Open DanielRapp opened 12 years ago
Wikipedia will not work either. You need to take sentences from twitter that are not fallowed by TWSS. Positive and negative examples have to be at least little bit similar otherwise you are creating a classifier that will distinguish between sentences from Twitter and Wiki.
Sentences that was and wasn't replied with "twss" or "that's what she said" on twitter has been collected. But the positive sentences are way too noisy to be usable.
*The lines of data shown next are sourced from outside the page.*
PR #1843, opened 2026-08-21
feat(agent-bff): expose full-text search on the list and count endpoints

nbouliol:
Fixes PRD-961

## What

A BFF client can now run the agent's native full-text search by sending `search` and `searchExtended` on `POST /agent/v1/{collection}/list` and `/count`, instead of rebuilding a per-field `Or` tree of `IContains`/`Equal` that cannot cover relations or non-text columns.

- `search?: string` and `searchExtended?: boolean` on `ListRequestBody` and `CountRequestBody`, validated in both parsers against the shared request schemas.
- Both builders emit them under the wire names the agent reads (`search`, `searchExtended`) via a shared `applySearch`.
- OpenAPI: new `Search` and `SearchExtended` components on `ListRequest` and `CountRequest`.

## Decisions

The ticket's open question was settled before implementing (see the [Linear comment](https://linear.app/forestadmin/issue/PRD-961/expose-full-text-search-on-the-bff-list-and-count-endpoints) for the full reasoning):

- **Non-searchable collections: pass-through.** The agent answers `400 validation_error` with `Collection is not searchable`. No `searchable` flag added to `/_internal/capabilities`, no agent change. A fail-closed variant would read the *published* Forest schema, which can be stale relative to the running agent, and would reject searches the agent would accept.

Right now the sentences that can be replied with "that's what she said" all come from http://twssstories.com/
How about if you created classifier that distinguishes between FML (http://fmylife.com) and TWSS (http://twssstories.com/) stories? Both sources have well curated data if you use only those examples above certain "like" or "I agree, your life sucks" + "you deserved it" threshold. Or you could use simply best 2000 examples from each website.
Normalize all vectors to 1 [ x := x/sqrt(sum(x*x)) ]. This way for any two sentences the scalar product will be between 0 and 1.
For any new sentence you check first 20 nearest neighbors. if the number of FML ~ TWSS neighbors is similar then it means its neither FML nor TWSS but if you get FML >> TWSS then you label it FML, if TWSS >> FML then you label it with TWSS.
The data will be noisy by its nature. If you get accuracy > 0.6 you can stop optimizing your algorithm.
The data for normal sentences (collected from fmylife.com) is biased towards the word "was" (and probably a lot of other things). A good resource for new normal sentences may be wikipedia.